Exercise and stress: Get moving to combat stress

One way to take control of the stress in your life is through physical activity. Being active can boost your feel-good endorphins and distract you from daily worries.

By Mayo Clinic staff

You know that exercise does your body good, but you’re too busy and stressed to fit it into your routine. Hold on a second — there’s good news when it comes to exercise and stress.

Virtually any form of exercise, from aerobics to weightlifting, can act as a stress reliever. If you’re not an athlete or even if you’re downright out of shape, you can still make a little exercise go a long way toward stress management. Discover the connection between exercise and stress relief — and why exercise should be part of your stress management plan.

Exercise and stress relief

Exercise increases your overall health and your sense of well-being, which puts more pep in your step every day. But exercise also has some direct stress-busting benefits.

  • It pumps up your endorphins. Physical activity helps to bump up the production of your brain’s feel-good neurotransmitters, called endorphins. Although this function is often referred to as a runner’s high, a rousing game of tennis or a nature hike also can contribute to this same feeling.
  • It’s meditation in motion. After a fast-paced game of racquetball or several laps in the pool, you’ll often find that you’ve forgotten the day’s irritations and concentrated only on your body’s movements. As you begin to regularly shed your daily tensions through movement and physical activity, you may find that this focus on a single task, and the resulting energy and optimism, can help you remain calm and clear in everything that you do.
  • It improves your mood. Regular exercise can increase self-confidence and lower the symptoms associated with mild depression and anxiety. Exercise also can improve your sleep, which is often disrupted by stress, depression and anxiety. All this can ease your stress levels and give you a sense of command over your body and your life.

Put exercise and stress relief to work for you

A successful exercise program begins with a few simple steps.
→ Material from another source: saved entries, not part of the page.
PR #417, opened 2024-03-20
Partial fix: Too many "stalled" uploads can deadlock the S3 Client

graebm:
**Issue:**
Mountpoint (which wraps aws-c-s3 with a filesystem-like API) had a user that opened 100+ files at once. The user wrote data to some of the later files they opened, and waited for those writes to complete. But aws-c-s3 was waiting on data from the first few files. Both sides were waiting on each other. It was a deadlock.

**Description of changes:**
* Add regression test that demonstrates the issue.
* Add `aws_s3_meta_request_options.maximize_async_stream_reads_internal_use_only` setting that increases the number of "stalled" uploads the S3 client can tolerate.
    * Instead being limited by maximum connections (25, given default target throughput), it will be limited by `memory_limit_in_bytes` (240, given 64bit platform with default values for target throughput, memory limit, and part size).
    * This option will be removed when a better solution is developed. Likely it will be some kind of `aws_s3_meta_request_write_async()` call, which lets the user tell the S3 client when data is available. Vs the current situation with async-stream, where the S3 client is telling the user when it's a good time to provide the data.


waahm7 (approved):
> that increases the number of "stalled" uploads the S3 client can tolerate, from 25 -> 240. 

It may be worth mentioning that what values of target_throughput resulted in 25, and what the values of mem limit and part_size resulted in 240 for future readers.

DmitriyMusatkin (approved):

TingDaoK (approved):
just curious, why 240? Should it be 2GB/8MB -> 250?

maybe worth to mentioned the default memory limits is based on the target throughput

graebm:
I updated the PR description with some more description of where those numbers came from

  • Consult with your doctor. Begin any new fitness program by consulting with your health care professional, especially if you have any medical conditions or are obese.
  • Walk before you run. Build up your fitness level gradually. Excitement about a new program can lead to overdoing it and possibly even injury. Plus, if you begin your program slowly, chances are better you’ll stick with it. If you’re new to exercise, aim for about 20 to 30 minutes of exercise three to four days a week and increase gradually. For most healthy adults, the Department of Health and Human Services recommends getting at least two hours and 30 minutes a week of moderate aerobic activity (think brisk walking or swimming) or one hour and 15 minutes a week of vigorous aerobic activity (such as running) — preferably spread throughout the week. It also recommends strength training exercises at least twice a week.
  • Do what you love, and love what you do. Don’t train for a marathon if you dislike running. Virtually any form of exercise or movement can increase your fitness level while decreasing your stress. The most important thing is to pick an activity that you enjoy. Examples include walking, stair climbing, jogging, bicycling, yoga, tai chi, gardening, weightlifting and swimming.
  • Pencil it in. Although your schedule may necessitate a morning workout one day and an evening activity the next, carving out some time to move every day helps you make your exercise program an ongoing priority.

Sticking with it

Starting an exercise program is just the first step. Here are some tips for sticking with a new routine or reinvigorating a tired workout:

  • Set some goals. It’s always a good idea to begin or modify a workout program with a goal in mind. If your primary goal is to reduce stress in your life and recharge your batteries, your specific goals might include committing to walking during your lunch hour three times a week or, if needed, finding a baby sitter to watch your children so that you can slip away to attend a cycling class.
  • Find a friend. Knowing that someone is waiting for you to show up at the gym or the park can be a powerful incentive. Working out with a friend, co-worker or family member often brings a new level of motivation and commitment to your workouts.
  • Change up your routine. If you’ve always been a competitive runner, take a look at other less competitive options that may help with stress reduction, such as Pilates or yoga classes. As an added bonus, these kinder, gentler workouts may enhance your running while also decreasing your stress.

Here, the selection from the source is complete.